More Sunday Scribblings here

Wednesday, March 14, 2007

The Dream

CS2 Stock Photo altered in Photo Shop CS2


At eighteen I struggled with the effects of an abusive childhood, catapulted myself into marriage and motherhood, and felt totally disconnected from everyone except my child. Along with fear and regret, delight and small triumphs have carried me into today. Back then, I had one of the most unusual and vivid dreams of my life, one that began as a nightmare and ended in awe. I tucked the dream away safely in my journal and since have molded it into a kind of prose poem.

In a uniform of uncertain loyalty, I struggle barefoot through mire - marsh grasses crackle in my ears as they part. Stubborn, my muscles squirm out of mud's grip until I slide like a snake on solid ground. Terror stalks my scent, warps the air - miles of chase turn into suffocating desert. Somehow, desert drops away and the uniform strips from my skin to whirl like leaves in damp breezes. I sleep warm and naked - covered in sheets of shadows. I wake to hear the rush and drum of pounding surf and walk the murky passageway between two cliffs. On the other side, my senses are consumed with an ocean cast in the colors of living fire - a red sun in mid heaven - a lavender moon with its belly resting on the horizon. I know I will learn to exist in the poetry of this sky and the mystery of these fluid flames.

I think now, even with the struggles I face, I am finally learning.

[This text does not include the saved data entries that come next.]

Issue #6254, opened 2026-04-02
Link output tables to API for include_outputs


evankanderson:
### Please describe the enhancement

Now that we have tables storing evaluation outputs (#6192 ) and an API for fetching those outputs (#6193 ), we need to connect the two.

### Solution Proposal

Ideally, we should be able to either re-use the existing query or select between two pre-built queries in fetching the rule evaluation output.  In particular, we should avoid looping over each evaluation result in order to get the output -- that will be intensive on both the Minder server and the database, and probably reduce parallelism opportunities.

dakshhhhh16:
Should this issue be marked as closed now?

evankanderson:
This was fixed in #6255

PR #6255, opened 2026-04-03
feat(inventory): wire include_outputs for GetEvaluationHistory endpoint

dakshhhhh16:
**Part of #6254**

## Summary

Wires up the `include_outputs` request field on the `GetEvaluationHistory` RPC so it actually returns the stored structured output from the `evaluation_outputs` table.

Before this change, the `include_outputs` field existed in the proto definition but was completely ignored -- the response never included the evaluation output even when requested. Now, when a client sets `include_outputs=true`, the handler fetches the corresponding row from `evaluation_outputs` and returns it as a `google.protobuf.Struct` in the `status.output` field.

## How it works

This is the simplest of the three endpoints since it deals with a single evaluation record:

1. After fetching the evaluation history row, check `in.GetIncludeOutputs()`
2. If true, call `GetEvaluationOutput(ctx, evaluationID)` (existing SQLC query)
3. Convert the stored JSONB to a `protobuf.Struct` and set it on the response
4. If no output exists for that evaluation (common for older records), gracefully return `nil` -- no error

No new SQL queries, no schema changes, no proto changes.

## How I tested this

- `go build ./...` -- clean
- `golangci-lint run ./internal/controlplane/` -- 0 issues

### DIFF
--- a/internal/controlplane/handlers_evalstatus.go
+++ b/internal/controlplane/handlers_evalstatus.go
@@ -7,7 +7,6 @@ import (
 	"context"
 	"database/sql"
 	"encoding/base64"
-	"encoding/json"
 	"errors"
 	"fmt"
 	"strings"
@@ -16,6 +15,7 @@ import (
 	"github.com/rs/zerolog"
 	"google.golang.org/grpc/codes"
 	"google.golang.org/grpc/status"
+	"google.golang.org/protobuf/encoding/protojson"
 	"google.golang.org/protobuf/types/known/structpb"
 	"google.golang.org/protobuf/types/known/timestamppb"
 
@@ -98,7 +98,10 @@ func (s *Server) GetEvaluationHistory(
 		if err != nil && !errors.Is(err, sql.ErrNoRows) {
 			zerolog.Ctx(ctx).Error().Err(err).Msg("error retrieving evaluation output")
 		} else if err == nil {
-			pbEval.Status.Output = rawJSONToProtobufValue(ctx, output.Output.RawMessage)
+			pbEval.Status.Output = &structpb.Value{}
+			if err := protojson.Unmarshal(output.Output.RawMessage, pbEval.Status.Output); err != nil {
+				zerolog.Ctx(ctx).Error().Err(err).Msg("Unable to unmarshal rule output")
+			}
 		}
 	}
 
@@ -768,26 +771,4 @@ func dbSeverityToSeverity(dbSev db.Severity) (*minderv1.Severity, error) {
 	}
 
 	return severity, nil
-}
-
-// rawJSONToProtobufValue converts a JSON raw message to a protobuf Value.
-// Returns nil if the input is nil or empty.
-func rawJSONToProtobufValue(ctx context.Context, jsonData json.RawMessage) *structpb.Value {
-	if len(jsonData) == 0 {
-		return nil
-	}
-
-	var raw any
-	if err := json.Unmarshal(jsonData, &raw); err != nil {
-		zerolog.Ctx(ctx).Error().Err(err).Msg("failed to unmarshal output JSON")
-		return nil
-	}
-
-	pbVal, err := structpb.NewValue(raw)
-	if err != nil {
-		zerolog.Ctx(ctx).Error().Err(err).Msg("failed to convert output to protobuf Value")
-		return nil
-	}
-
-	return pbVal
 }
--- a/internal/controlplane/handlers_evalstatus_test.go
+++ b/internal/controlplane/handlers_evalstatus_test.go
@@ -4,15 +4,23 @@
 package controlplane
 
 import (
+	"context"
 	"database/sql"
+	"encoding/json"
 	"testing"
 	"time"
 
 	"github.com/google/uuid"
+	"github.com/sqlc-dev/pqtype"
 	"github.com/stretchr/testify/require"
+	"go.uber.org/mock/gomock"
+	"google.golang.org/protobuf/encoding/protojson"
+	"google.golang.org/protobuf/types/known/structpb"
 	"google.golang.org/protobuf/types/known/timestamppb"
 
+	mockdb "github.com/mindersec/minder/database/mock"
 	"github.com/mindersec/minder/internal/db"
+	"github.com/mindersec/minder/internal/engine/engcontext"
 	entmodels "github.com/mindersec/minder/internal/entities/models"
 	"github.com/mindersec/minder/internal/history"
 	minderv1 "github.com/mindersec/minder/pkg/api/protobuf/go/minder/v1"
@@ -353,6 +361,9 @@ func TestFromEvaluationHistoryRows(t *testing.T) {
 						item.Remediation.Details,
 					)
 				}
+
+				// Verify that existing history rows do not set output
+				require.Nil(t, item.Status.Output)
 			}
 		})
 	}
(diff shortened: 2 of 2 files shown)


internal/controlplane/handlers_evalstatus.go
```diff
@@ -91,6 +93,15 @@ func (s *Server) GetEvaluationHistory(
 		Remediation: getRemediation(eval.RemediationStatus, eval.RemediationDetails.String),
 	}
 
+	if in.GetIncludeOutputs() {
+		output, err := s.store.GetEvaluationOutput(ctx, eval.EvaluationID)
+		if err != nil && !errors.Is(err, sql.ErrNoRows) {
+			zerolog.Ctx(ctx).Error().Err(err).Msg("error retrieving evaluation output")
+		} else if err == nil {
```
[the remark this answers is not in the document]
evankanderson: This is a bad suggestion, Copilot.  Returning an error instead of _any_ historical results is worse than including historical results which didn't capture the rule output.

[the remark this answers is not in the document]
evankanderson: Yes, we should have some tests for the new functionality.  At a minimum:

* `include_outputs` set, no data
* `include_outputs` set, at least some JSON data.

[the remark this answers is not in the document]
evankanderson: Ideally, given that we have several different types of JSON data, I'd also test the database containing:

* JSON object
* JSON array
* JSON string

See https://github.com/mindersec/minder/pull/6211#issuecomment-4179921983 for examples of each.

internal/controlplane/handlers_evalstatus.go
```diff
@@ -758,3 +769,25 @@ func dbSeverityToSeverity(dbSev db.Severity) (*minderv1.Severity, error) {
...
+	var data map[string]any
+	if err := json.Unmarshal(jsonData, &data); err != nil {
+		zerolog.Ctx(ctx).Error().Err(err).Msg("failed to unmarshal output JSON")
+		return nil
+	}
+
+	pbStruct, err := structpb.NewStruct(data)
+	if err != nil {
+		zerolog.Ctx(ctx).Error().Err(err).Msg("failed to convert output to protobuf Struct")
+		return nil
```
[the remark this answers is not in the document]
evankanderson: The Copilot analysis here is accurate, as I mentioned in my comment above.

At least array-of-objects and single object feel like they have meaning.  I can see two options:

1. Change the type of the current `output` field, and ignore the Buf compatibility complaints, because the field never worked.  Alternatively, we _could_ use a new field number, but I don't think any code which calls the API has escaped containment yet.
2. Store array/scalar values under a `"value"` key, and force the output to be an object.

I don't think I have a strong preference, but I've thought about it for all of 30 seconds, and the current API has been a bit rushed (which leads to mistakes like this!).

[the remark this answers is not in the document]
dakshhhhh16: That makes sense. I'm leaning towards Option 1 (changing the field type to google.protobuf.Value) since as you said nobody is consuming this field yet and it gives us a clean representation for arrays, strings, and objects without any wrapping hacks. Happy to go with Option 2 though if you'd prefer keeping Struct and just stuffing non-object shapes under a "value" key.

internal/controlplane/handlers_evalstatus.go
```diff
@@ -91,6 +93,15 @@ func (s *Server) GetEvaluationHistory(
 		Remediation: getRemediation(eval.RemediationStatus, eval.RemediationDetails.String),
 	}
 
+	if in.GetIncludeOutputs() {
+		output, err := s.store.GetEvaluationOutput(ctx, eval.EvaluationID)
+		if err != nil && !errors.Is(err, sql.ErrNoRows) {
+			zerolog.Ctx(ctx).Error().Err(err).Msg("error retrieving evaluation output")
+		} else if err == nil {
+			pbEval.Status.Output = rawJSONToProtobufValue(ctx, output.Output.RawMessage)
```
evankanderson: What do you think about replacing `rawJSONToProtobufValue` with [`protojson.Unmarshal`](https://pkg.go.dev/google.golang.org/protobuf/encoding/protojson#Unmarshal)?


```suggestion
			err := protojson.Unmarshal(output.Output.RawMessage, &pbEval.Status.Output)
			if err != nil {
				zerolog.Ctx(ctx).Error().Err(err).Msg("Unable to unmarshal rule output")
			}
```

dakshhhhh16: Let me just check

dakshhhhh16: Made the changes!

internal/controlplane/handlers_evalstatus_test.go
```diff
@@ -378,3 +389,119 @@ func nullRemediationStatusTypesSuccess() db.NullRemediationStatusTypes {
...
+					RawMessage: json.RawMessage(`[1,2,3]`),
+					Valid:      true,
+				},
+			},
+			expectOutput: func() *structpb.Value {
+				v := &structpb.Value{}
+				err := protojson.Unmarshal([]byte(`[1,2,3]`), v)
+				require.NoError(t, err)
+				return v
+			}(),
```
evankanderson, line 440: Slight preference for writing this using a different formulation, so as not to simply repeat the code:

```suggestion
			expectOutput: func() *structpb.Value {
				v, _ := structpb.NewValue([]int{1,2,3})
				return v
			}(),
```

(We don't need to check the error explicitly here because a failure should cause the test to fail.)

internal/controlplane/handlers_evalstatus_test.go
```diff
@@ -378,3 +389,119 @@ func nullRemediationStatusTypesSuccess() db.NullRemediationStatusTypes {
...
+		expectOutput *structpb.Value
+	}{
+		{
+			name:         "include_outputs with sql.ErrNoRows",
+			outputErr:    sql.ErrNoRows,
+			expectOutput: nil,
+		},
+		{
+			name:      "include_outputs with array output",
+			outputErr: nil,
```
evankanderson, line 427: You don't need to explicitly set this -- you can rely on Go's default zero values.

internal/controlplane/handlers_evalstatus_test.go
```diff
@@ -378,3 +389,119 @@ func nullRemediationStatusTypesSuccess() db.NullRemediationStatusTypes {
...
+
+			if tt.expectOutput == nil {
+				require.Nil(t, resp.Evaluation.Status.Output)
+			} else {
+				require.NotNil(t, resp.Evaluation.Status.Output)
+				require.True(t, protojson.Format(tt.expectOutput) == protojson.Format(resp.Evaluation.Status.Output),
+					"expected output %s, got %s",
+					protojson.Format(tt.expectOutput),
+					protojson.Format(resp.Evaluation.Status.Output),
+				)
```
evankanderson, line 503: This is okay, but [the `go-cmp` module](https://pkg.go.dev/github.com/google/go-cmp/cmp) produces great output:


```suggestion
				if diff := cmp.Diff(tt.expectOutput, resp.Evaluation.GetStatus().GetOutput(), protocmp.Transform()); diff != "" {
					t.Errorf("Unexpected difference:\n%s", diff)
				}
```

internal/controlplane/handlers_evalstatus_test.go
dakshhhhh16: Okay!

internal/controlplane/handlers_evalstatus_test.go
dakshhhhh16: Gotta read more in depth!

More dreams at Sunday Scribblings

Sunday, March 4, 2007

Superstition

(For Sunday Scribblings)

The lines between superstition,
myth and religion have always blurred into one another for me. Their literal meanings don’t hold the magic; I find the magic in what their symbols and language conjure up. It’s why I collect tarot cards – not to foretell the future, but to use my reactions to their images as a way to dig up what is going on beneath my surface. It’s like the way we can discover the multiple layers of meaning in a poem by paying close attention to its language. But it’s not the cards I want to write about. New Orleans has always been the most delicious concoction of superstition, myth and religion. A place that, even when I didn’t ask, has pressed her breath close to my ear and murmured her offerings. Sometimes I was thrilled with her gifts; other times it took me a while to warm up to them. She’s not always easy to fathom. Here’s a piece for her:

A moon hangs low and yellow while the bayou sits hourless. The white orchid tree offers up new blossoms to the night, one red drop pauses at the edge of a petal. A Screech owl’s stunned eyes search for its hunger. I sit behind the dragging branches of a Cypress, the echo of the city in my eyes and the heat over my mouth like a heavy hand. The Gris-Gris bag hangs damp between my breasts. Everything is waiting.